In short: The answer to your question is no.
posted by FAMOUS MONSTER at 10:29 AM on July 1, 2013 [2 favorites]

"Those Arabs then immediately bring on the downfall of everything. "
No, the loud people singing bring on the downfall. I just saw it yesterday.
posted by Ideefixe at 10:34 AM on July 1, 2013 [2 favorites]

Yeah, I'd say that the film goes out of its way to show lots of different people noisily singing and shoutily celebrating their 'salvation', which brings about their ultimate downfall. Any intended message, such as it is, is probably something along the lines of counting chickens before they're hatched. And: "Zombies? STFU!"
posted by hydatius at 10:47 AM on July 1, 2013 [3 favorites]

Regarding the book, nickhb has it, in my opinion. It's strange to me that the book would be thought of as pro-Zionist, because I think Brooks pretty clearly points out the fundamentalist errors made on both sides. If anything, the book argues that both sides need to work/live together to a much greater extent than they do today.

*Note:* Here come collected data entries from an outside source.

PR #3703, opened 2022-09-15
Update the informational link

emretepedev:
https://ronan.eth.link is currently not available, but we can use https://ronan.eth.limo.


frangio (approved):
Thanks!

PR #3707, opened 2022-09-16
Update docs pipeline to solidity-docgen@0.6

frangio:
Simply upgrading the setup and templates to work with solidity-docgen 0.6. The rendered site shouldn't change.


frangio:
Found some things I still need to fix for parity with the current site.

frangio:
Ok this seems to be at parity now, will go ahead and merge.

PR #3716, opened 2022-09-22
Fix fuzzing coverage

frangio:
We're missing some assertions.


Amxx:
I think they are redundant (tautology of the if / elseif) but if you think we should add that its fine by me.

Amxx (approved):

frangio:
I don't think it's redundant because the "bigger" and "smaler" helpers use strict inequalities.

Amxx:
What I meant is that if its neither bigger not smaller, then we know its equal. We can check it, but we known we wouldn't be there is it was not true.

PR #3717, opened 2022-09-22
Add fuzz testing of mulDiv

frangio:
We need a way to state in `vm.assume` that `x * y / d` doesn't overflow uint256. I'm not sure how to express that condition. I put in a stronger condition that is sufficient but not necessary, I think...


test/utils/math/Math.t.sol
```diff
@@ -115,4 +115,59 @@ contract MathTest is Test {
...
     }
+
+    function testMulDiv(uint256 x, uint256 y, uint256 d) public {
+        vm.assume(d != 0);
+
+        // assume no overflow
+        // TODO: make this condition weaker
+        uint256 M = type(uint256).max;
+        vm.assume(y == 0 || x / d <= M / y);
+        vm.assume(x == 0 || y / d <= M / x);
```
Amxx, line 126:
```suggestion
uint256 p0, p1;
assembly {
    p0 := mul(x, y)
    p1 := mulmod(x, y, not(0))
}
vm.assume(p0 == p1 || (p0 == 1 && p1 == 0));
```

Amxx:
IDEA:

Given `x`, `y` and `d` ... muldiv gives use `q` such that

`x * y = q * d + r` with `0 <= r < d`.

Its pretty easy to get `r` by doing `mulmod(x, y, d)`.

The formula above can be rewritten as
`q * d = x * (y-k1) + (k1*y -r)`
`q * d = (x-k2) * y + (k2*x -r)`

with k1 = ceil(r/y)
and k2 = ceil(r/x)

If we manage to compute k1 and k2, which should be easy (no overflow), then the test should "just" be

```
uint256 r;
assembly { r := mulmod(x, y, d) }
uint256 k1 = _ceilDiv(r, y);
uint256 k2 = _ceilDiv(r, x);

uint256 a, b;
assembly { a := mulmod(q, d, x) }
assembly { b := mulmod(q, d, y) }

vm.assume(a == k1*y-r);
vm.assume(b == k1*y-r);
```

with

```
function _ceilDiv(uint256 a, uint256 b) {
    uint256 c = a / b;
    return c + (c * b ==a ? 0 : 1);
}
```

test/utils/math/Math.t.sol
```diff
@@ -115,4 +115,59 @@ contract MathTest is Test {
...
+        uint256 a_x_b_lo =  a_lo * b_lo;
+
+        uint256 carry_bit = (uint256(uint128(a_x_b_mid)) + uint256(uint128(b_x_a_mid)) + (a_x_b_lo >> 128)) >> 128;
+
+        high = a_x_b_hi + (a_x_b_mid >> 128) + (b_x_a_mid >> 128) + carry_bit;
+
+        unchecked {
+            low = a * b;
+        }
+    }
```
Amxx, line 172:
```suggestion

    // MULDIV
    function testMulDiv(uint256 x, uint256 y, uint256 d) public {
        vm.assume(d != 0);

        // assume no overflow
        // TODO: make this condition weaker
        uint256 M = type(uint256).max;
        vm.assume(y == 0 || x / d <= M / y);
        vm.assume(x == 0 || y / d <= M / x);

        uint256 q = Math.mulDiv(x, y, d);

        if (x == 0 || y == 0) {
            assertEq(q, 0);
        } else {
            uint256 r = _mulmod(x, y, d);
            assertEq(_mulmod(q, d, x), _ceildiv(r, x) * x - r);
            assertEq(_mulmod(q, d, y), _ceildiv(r, y) * y - r);
        }
    }

    function _mulmod(uint256 a, uint256 b, uint256 c) private pure returns (uint256 r) {
        assembly { r := mulmod(a, b, c) }
    }

    function _ceildiv(uint256 a, uint256 b) private pure returns (uint256) {
        return a / b + (a / b * b == a ? 0 : 1);
    }
```

Amxx:
counter example for the domain

```
x = 115792089237316195423570985008687907853269984665640564039457584007913129639935
y = 115792089237316195423570985008687907853269984665640564039457584007913129639933
d = 57896044618658097711785492504343953926634992332820282019728792003956564819968

x / d == UINT256_MAX / y == 1
y / d == UINT256_MAX / x == 1
```

frangio:
Great thing to also use fuzzing to test the domain of the function.

Our conditions to define the domain are wrong though. The inequalities are only equivalent to lack (or presence) of overflow using real division, and not using integer division.

@Amxx What is the benefit of the new test that you propose as an alternative to using `mulHighLow`? I think that was more straightforward than the one using ceilDiv, and easier to understand what the test implied. I'm not sure that the new tests are actually showing the right thing.

Amxx:
I find it easier to reason by then your version... but maybe your version is more straight forward. I'll re-read both with a fresh head.

Maybe we can have both checks ?

Amxx:
My math is not good, its only checking that the result is good modulo `x* y`. That is not enough. reverting back your you check

test/utils/math/Math.t.sol
```diff
@@ -110,9 +126,101 @@ contract MathTest is Test {
...
+        (uint256 y0, uint256 y1) = (y & type(uint128).max, y >> 128);
+
+        // Karatsuba algorithm
+        // https://en.wikipedia.org/wiki/Karatsuba_algorithm
+        uint256 z2 = x1 * y1;
+        uint256 z1a = x1 * y0;
+        uint256 z1b = x0 * y1;
+        uint256 z0 = x0 * y0;
+
+        uint256 carry = (uint256(uint128(z1a)) + uint256(uint128(z1b)) + (z0 >> 128)) >> 128;
```
frangio, line 211:
```suggestion
        uint256 carry = ((z1a & type(uint128).max) + (z1b & type(uint128).max) + (z0 >> 128)) >> 128;
```

test/utils/math/Math.t.sol
```diff
@@ -110,9 +126,101 @@ contract MathTest is Test {
...
+        uint256 x,
+        uint256 y,
+        uint256 z
+    ) private pure returns (uint256 r) {
+        assembly {
+            r := mulmod(x, y, z)
+        }
+    }
+
+    // https://stackoverflow.com/a/28904636/667959
```
frangio, line 199: We've deviated enough that this doesn't help.

```suggestion
```

frangio:
Left two comments but looks good to me!

test/utils/math/Math.t.sol
```diff
@@ -110,9 +126,101 @@ contract MathTest is Test {
...
+        (uint256 xyHi, ) = _mulHighLow(x, y);
+
+        // Violate {testMulDiv} assumption (covers d is 0 and result overflow)
+        vm.assume(xyHi >= d);
+
+        // we are outside the scope of {testMulDiv}, we expect muldiv to revert
+        try this.muldiv(x, y, d) returns (uint256) {
+            assertTrue(false);
+        } catch {
+            assertTrue(true);
```
frangio, line 170: The reason you saw `fail()` fail before was that the test was wrong.

```suggestion
            fail();
```

PR #3920, opened 2023-01-03
Add keys() accessor to EnumerableMaps

### LINKED ISSUE #3882: Add method `keys` for `EnumerableMap`
**🧐 Motivation**

Add convenient way for retrieving all keys of `EnumerableMap`. I understand that this method will have limited usage (as `EnumerableSet.values()`)

**📝 Details**
There are possibilities to get all the keys of EnumerableMap, but they are quite inconvenient. Examles for `EnumerableMap.UintToUintMap`:
```solidity
        bytes32[] memory temp = map._inner._keys._inner._values;
        uint256[] memory result;

        assembly {
            result := temp
        }
```
or
```solidity
using EnumerableSet for EnumerableSet.Bytes32Set;
...
        bytes32[] memory temp = map._inner._keys.values();
        uint256[] memory result;

        assembly {
            result := temp
        }
```
or even loop by all keys.

I propose to add method keys with imlementation as in the example 2 above

Amxx:
Fixes #3882

#### PR Checklist

- [x] Tests
- [x] Changelog entry


frangio (approved):
I changed the docs in several places including the new function said "set" instead of "map". Please review that.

It's almost not fair to discuss the book in the same breath as the movie, as it seems like they threw the entire book plot out the window. Poor book, to be associated with a movie that draws nothing from it.
posted by lillygog at 10:47 AM on July 1, 2013

Can't speak about the movie, but the book uses Israel as an example of a state that is familiar enough with and paranoid enough about truly existential threats that they are willing to take dramatic steps (including giving up Jerusalem, unlike in the movie) to protect themselves.

Yes, in the book people Max Brooks likes tend to survive while bad ends come to those he doesn't (the Karl Rove allegorical character ends up literally shoveling manure). I don't think there's a Zionist message there beyond the author deciding it was more plausible (due to politics, history, relative wealth, infrastructure, etc.) for Israel to adapt and survive while the arab states are consumed by the zombie hordes.

The book's narrative structure is based more than anything else on oral history books like Studs Terkle's The Good War. This was never going to survive the transition into an action movie. Probably the only way to do it would have been to make a mockumentary more in the style of an Errol Morris film, like The Fog of War.